There were no adjusting post balance sheet events and as such no adjustments
have been made to the valuation of assets and liabilities as at 31 March 2023.

 

2022 Financial Information

 

The figures and financial information for 2022 are extracted from the
published Annual Report and Accounts for the year ended 31 March 2022 and do
not constitute the statutory accounts for that year. The 2022 Annual Report
and Accounts have been delivered to the Registrar of Companies and included
the Report of the Independent Auditors which was unqualified and did not
contain a statement under either section 498(2) or section 498(3) of the
Companies Act 2006.

 

2023 Financial Information

 

The figures and financial information for 2023 are extracted from the Annual
Report and Accounts for the year ended 31 March 2023 and do not constitute the
statutory accounts for the year.

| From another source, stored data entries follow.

PR #355, opened 2015-10-10
Make stack size run-time configurable

ckane:
Follow up to #262 that moves the logic for setting the stack size into a new -k/--stack-size commandline argument, that enables this property to be a run-time configurable. API change necessary due to it needing to be passed into the YR_SCAN_CONTEXT, similar to how timeout is handled.

This way, larger yara rules (such as 200000 strings) can be given to binary yara without a local source-code change and recompile. This means you can better minimize memory footprint where desired.


plusvic:
Great contribution. The only drawback I see is that we are modifying the API by adding a new argument to yr_rules_scan_xxx functions. This would break existing C programs relying on the API. The stack size is something that users won't be changing for individual files, so it probably makes sense to add a new function to set the stack size during YARA's initialization instead of passing the size to each call to yr_rules_scan_xxx.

The 2023 Annual Report and Accounts include
the Report of the Independent Auditors which is unqualified and does not
contain a statement under either section 498(2) or section 498(3) of the
Companies Act 2006. The 2023 Annual Report and Accounts will be delivered to
the Registrar of Companies in due course.

 

Neither the contents of the Company's webpages nor the contents of any website
accessible from hyperlinks on the Company's webpages (or any other website) is
incorporated into, or forms part of, this announcement.